Task details:
Across the entries below, the lines containing "findOsquery" should be counted and only their number returned.

··· Records for processing

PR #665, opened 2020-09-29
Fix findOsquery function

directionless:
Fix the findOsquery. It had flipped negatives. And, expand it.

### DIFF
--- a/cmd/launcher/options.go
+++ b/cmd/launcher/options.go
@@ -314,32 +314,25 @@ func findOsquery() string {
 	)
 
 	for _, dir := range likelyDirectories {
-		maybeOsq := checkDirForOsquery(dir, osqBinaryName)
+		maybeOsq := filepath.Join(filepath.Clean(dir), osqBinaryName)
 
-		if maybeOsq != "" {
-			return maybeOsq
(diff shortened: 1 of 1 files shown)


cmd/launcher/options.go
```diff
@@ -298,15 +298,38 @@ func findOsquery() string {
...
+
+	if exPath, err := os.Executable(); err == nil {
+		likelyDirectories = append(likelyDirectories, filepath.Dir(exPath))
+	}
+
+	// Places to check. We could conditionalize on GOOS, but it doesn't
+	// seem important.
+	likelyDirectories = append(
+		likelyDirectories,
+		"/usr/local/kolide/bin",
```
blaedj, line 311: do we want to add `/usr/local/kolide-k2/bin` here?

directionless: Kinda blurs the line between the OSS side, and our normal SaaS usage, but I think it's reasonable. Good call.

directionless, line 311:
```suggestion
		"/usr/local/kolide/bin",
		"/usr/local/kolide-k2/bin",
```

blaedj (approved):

······

Result below:
4